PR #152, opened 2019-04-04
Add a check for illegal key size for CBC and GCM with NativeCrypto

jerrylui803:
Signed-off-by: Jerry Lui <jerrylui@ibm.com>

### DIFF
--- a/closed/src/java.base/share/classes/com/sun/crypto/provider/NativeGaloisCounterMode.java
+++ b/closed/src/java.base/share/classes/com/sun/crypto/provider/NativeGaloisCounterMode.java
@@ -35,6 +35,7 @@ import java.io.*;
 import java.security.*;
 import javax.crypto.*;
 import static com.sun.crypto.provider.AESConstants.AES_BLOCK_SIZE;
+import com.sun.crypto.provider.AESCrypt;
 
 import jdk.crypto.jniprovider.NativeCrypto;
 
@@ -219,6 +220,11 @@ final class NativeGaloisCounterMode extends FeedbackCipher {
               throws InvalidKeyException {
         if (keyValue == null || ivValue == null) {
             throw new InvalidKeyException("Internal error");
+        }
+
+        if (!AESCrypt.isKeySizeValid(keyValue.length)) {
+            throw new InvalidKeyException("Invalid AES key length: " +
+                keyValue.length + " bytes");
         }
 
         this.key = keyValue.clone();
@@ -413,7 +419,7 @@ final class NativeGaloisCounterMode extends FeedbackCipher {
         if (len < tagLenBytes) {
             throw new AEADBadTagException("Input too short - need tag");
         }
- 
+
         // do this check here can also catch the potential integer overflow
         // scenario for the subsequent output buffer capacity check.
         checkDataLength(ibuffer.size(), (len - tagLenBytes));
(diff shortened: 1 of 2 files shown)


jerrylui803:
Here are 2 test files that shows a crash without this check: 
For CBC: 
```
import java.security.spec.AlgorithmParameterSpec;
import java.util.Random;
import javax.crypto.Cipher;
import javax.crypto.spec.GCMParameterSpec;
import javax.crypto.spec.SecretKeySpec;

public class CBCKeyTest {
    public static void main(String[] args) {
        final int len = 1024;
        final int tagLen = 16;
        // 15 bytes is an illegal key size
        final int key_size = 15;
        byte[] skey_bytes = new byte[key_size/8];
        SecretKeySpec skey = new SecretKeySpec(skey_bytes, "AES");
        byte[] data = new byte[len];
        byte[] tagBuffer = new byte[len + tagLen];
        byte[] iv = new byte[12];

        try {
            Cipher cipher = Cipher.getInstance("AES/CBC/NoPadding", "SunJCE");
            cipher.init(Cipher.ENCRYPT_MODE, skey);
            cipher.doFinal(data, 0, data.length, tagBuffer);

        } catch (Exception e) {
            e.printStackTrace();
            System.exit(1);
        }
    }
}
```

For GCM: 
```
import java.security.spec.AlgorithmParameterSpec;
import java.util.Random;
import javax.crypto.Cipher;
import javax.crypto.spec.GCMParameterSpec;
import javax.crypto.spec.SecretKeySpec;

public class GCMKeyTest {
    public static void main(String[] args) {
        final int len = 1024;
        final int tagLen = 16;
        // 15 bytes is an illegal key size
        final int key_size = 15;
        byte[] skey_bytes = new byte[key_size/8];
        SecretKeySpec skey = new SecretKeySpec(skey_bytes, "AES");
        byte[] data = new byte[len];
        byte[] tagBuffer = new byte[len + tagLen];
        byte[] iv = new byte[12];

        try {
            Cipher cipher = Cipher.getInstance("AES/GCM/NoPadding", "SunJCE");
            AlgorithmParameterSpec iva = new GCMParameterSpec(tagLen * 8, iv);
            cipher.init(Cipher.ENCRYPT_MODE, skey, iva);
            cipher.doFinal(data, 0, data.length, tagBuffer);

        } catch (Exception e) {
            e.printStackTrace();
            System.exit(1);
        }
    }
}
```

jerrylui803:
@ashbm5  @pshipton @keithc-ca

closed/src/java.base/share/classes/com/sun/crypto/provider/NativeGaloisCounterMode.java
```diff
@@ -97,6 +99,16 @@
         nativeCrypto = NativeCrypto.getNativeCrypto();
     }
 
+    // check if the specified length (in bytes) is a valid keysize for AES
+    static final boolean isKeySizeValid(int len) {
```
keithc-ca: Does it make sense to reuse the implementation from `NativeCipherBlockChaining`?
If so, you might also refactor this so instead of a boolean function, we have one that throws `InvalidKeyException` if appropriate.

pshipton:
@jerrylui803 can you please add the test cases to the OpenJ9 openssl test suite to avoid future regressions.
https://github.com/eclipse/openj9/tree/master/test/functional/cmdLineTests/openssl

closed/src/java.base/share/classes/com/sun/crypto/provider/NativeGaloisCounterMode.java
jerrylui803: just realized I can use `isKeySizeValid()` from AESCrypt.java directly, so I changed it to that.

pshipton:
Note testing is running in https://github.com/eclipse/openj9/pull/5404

+ + + + +

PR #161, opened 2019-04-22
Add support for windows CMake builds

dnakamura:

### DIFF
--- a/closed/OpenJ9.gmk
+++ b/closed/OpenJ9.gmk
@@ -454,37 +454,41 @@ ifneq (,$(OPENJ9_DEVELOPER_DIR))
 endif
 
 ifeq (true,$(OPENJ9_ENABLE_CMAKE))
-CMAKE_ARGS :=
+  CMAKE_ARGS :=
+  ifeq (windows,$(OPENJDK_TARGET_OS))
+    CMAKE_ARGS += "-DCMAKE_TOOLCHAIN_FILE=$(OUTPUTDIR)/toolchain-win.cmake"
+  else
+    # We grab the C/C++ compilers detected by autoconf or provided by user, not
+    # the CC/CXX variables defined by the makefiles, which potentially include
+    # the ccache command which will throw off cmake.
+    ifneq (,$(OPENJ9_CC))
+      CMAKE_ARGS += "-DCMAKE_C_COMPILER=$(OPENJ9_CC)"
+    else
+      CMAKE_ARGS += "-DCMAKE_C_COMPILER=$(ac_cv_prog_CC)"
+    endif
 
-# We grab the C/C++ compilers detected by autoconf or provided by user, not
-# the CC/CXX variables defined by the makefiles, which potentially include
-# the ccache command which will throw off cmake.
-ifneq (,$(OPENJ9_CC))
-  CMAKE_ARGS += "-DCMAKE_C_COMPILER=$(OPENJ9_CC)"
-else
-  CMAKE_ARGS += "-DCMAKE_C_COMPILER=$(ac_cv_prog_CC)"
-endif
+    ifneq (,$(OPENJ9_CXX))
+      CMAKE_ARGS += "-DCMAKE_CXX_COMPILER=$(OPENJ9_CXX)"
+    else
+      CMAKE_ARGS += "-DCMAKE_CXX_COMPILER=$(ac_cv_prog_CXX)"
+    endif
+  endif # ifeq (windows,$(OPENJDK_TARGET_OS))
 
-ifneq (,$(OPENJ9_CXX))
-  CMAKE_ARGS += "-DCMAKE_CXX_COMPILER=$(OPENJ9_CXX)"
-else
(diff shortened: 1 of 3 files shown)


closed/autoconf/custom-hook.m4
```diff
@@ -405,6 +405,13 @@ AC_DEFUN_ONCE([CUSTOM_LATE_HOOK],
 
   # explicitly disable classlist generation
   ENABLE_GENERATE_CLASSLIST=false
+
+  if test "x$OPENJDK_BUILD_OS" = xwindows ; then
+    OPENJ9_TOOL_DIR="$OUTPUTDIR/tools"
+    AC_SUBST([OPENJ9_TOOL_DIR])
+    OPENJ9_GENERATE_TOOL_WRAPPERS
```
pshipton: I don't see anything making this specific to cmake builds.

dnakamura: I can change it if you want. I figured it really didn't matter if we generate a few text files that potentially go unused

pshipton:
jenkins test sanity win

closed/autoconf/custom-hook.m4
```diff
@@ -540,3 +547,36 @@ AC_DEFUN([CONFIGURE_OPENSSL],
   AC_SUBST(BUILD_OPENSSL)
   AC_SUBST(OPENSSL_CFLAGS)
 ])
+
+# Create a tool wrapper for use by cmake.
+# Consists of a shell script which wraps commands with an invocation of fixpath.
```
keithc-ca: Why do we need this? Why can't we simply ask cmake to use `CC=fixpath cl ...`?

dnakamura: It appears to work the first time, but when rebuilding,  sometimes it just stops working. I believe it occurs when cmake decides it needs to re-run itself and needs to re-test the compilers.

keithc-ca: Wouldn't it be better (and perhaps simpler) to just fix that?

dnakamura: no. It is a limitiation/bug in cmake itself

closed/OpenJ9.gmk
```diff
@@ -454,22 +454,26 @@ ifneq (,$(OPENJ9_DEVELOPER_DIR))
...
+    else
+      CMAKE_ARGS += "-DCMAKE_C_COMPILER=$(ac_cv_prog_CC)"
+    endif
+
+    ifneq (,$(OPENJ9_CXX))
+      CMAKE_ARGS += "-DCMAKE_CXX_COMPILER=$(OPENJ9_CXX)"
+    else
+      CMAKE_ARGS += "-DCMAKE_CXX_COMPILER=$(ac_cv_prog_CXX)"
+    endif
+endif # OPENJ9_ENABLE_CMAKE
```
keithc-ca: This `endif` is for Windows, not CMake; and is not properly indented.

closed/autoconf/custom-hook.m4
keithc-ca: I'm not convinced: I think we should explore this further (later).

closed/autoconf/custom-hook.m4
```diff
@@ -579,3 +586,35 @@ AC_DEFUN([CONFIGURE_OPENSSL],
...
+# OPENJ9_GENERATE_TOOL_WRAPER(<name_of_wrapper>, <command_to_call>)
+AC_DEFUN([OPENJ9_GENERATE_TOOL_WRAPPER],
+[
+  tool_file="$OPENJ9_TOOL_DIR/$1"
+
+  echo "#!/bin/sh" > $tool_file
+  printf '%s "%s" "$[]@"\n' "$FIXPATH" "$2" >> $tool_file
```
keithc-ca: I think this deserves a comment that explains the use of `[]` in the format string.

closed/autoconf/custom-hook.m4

+ + + + +

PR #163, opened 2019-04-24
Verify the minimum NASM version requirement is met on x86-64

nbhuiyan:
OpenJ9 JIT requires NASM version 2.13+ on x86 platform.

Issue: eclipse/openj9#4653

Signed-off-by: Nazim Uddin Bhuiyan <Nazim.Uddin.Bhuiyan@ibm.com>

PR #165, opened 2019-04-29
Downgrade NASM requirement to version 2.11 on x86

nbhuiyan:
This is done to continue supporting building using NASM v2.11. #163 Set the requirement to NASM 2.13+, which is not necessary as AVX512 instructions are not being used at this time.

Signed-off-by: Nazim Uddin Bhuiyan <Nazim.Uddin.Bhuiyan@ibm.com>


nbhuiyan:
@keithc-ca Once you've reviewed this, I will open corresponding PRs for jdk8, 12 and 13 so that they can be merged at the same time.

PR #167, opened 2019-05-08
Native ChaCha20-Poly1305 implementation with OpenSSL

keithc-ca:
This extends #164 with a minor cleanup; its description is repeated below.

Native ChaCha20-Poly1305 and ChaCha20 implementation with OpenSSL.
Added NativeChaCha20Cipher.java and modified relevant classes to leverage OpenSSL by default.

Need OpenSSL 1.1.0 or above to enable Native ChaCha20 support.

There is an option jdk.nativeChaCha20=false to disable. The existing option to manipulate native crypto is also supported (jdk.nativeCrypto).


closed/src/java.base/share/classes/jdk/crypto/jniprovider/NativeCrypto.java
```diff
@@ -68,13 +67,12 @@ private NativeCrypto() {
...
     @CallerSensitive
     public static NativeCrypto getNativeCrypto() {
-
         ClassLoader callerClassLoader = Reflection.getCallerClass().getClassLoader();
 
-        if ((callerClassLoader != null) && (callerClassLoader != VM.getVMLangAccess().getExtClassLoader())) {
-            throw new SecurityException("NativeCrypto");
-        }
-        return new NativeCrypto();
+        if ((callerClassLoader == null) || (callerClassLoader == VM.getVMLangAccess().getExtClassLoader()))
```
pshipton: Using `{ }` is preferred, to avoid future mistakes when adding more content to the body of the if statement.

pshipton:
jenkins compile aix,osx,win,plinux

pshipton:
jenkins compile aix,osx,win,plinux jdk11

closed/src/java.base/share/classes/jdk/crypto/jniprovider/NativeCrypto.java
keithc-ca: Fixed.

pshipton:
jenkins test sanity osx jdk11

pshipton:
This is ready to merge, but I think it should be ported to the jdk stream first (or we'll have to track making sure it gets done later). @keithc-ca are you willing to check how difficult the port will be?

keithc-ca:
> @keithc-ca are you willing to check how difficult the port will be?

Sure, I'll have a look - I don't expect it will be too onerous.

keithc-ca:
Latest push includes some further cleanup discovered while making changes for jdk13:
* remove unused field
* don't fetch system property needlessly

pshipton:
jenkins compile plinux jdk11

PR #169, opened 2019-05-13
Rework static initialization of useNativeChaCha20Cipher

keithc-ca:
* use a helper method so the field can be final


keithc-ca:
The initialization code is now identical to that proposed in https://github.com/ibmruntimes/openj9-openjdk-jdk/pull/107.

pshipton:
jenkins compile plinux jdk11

+ + + + +

**PROBLEM STATEMENT**
What is needed is a copy of every line above in which "FeedbackCipher" appears.

**COMPLETED EXERCISE**
@@ -219,6 +220,11 @@ final class NativeGaloisCounterMode extends FeedbackCipher {
@@ -413,7 +419,7 @@ final class NativeGaloisCounterMode extends FeedbackCipher {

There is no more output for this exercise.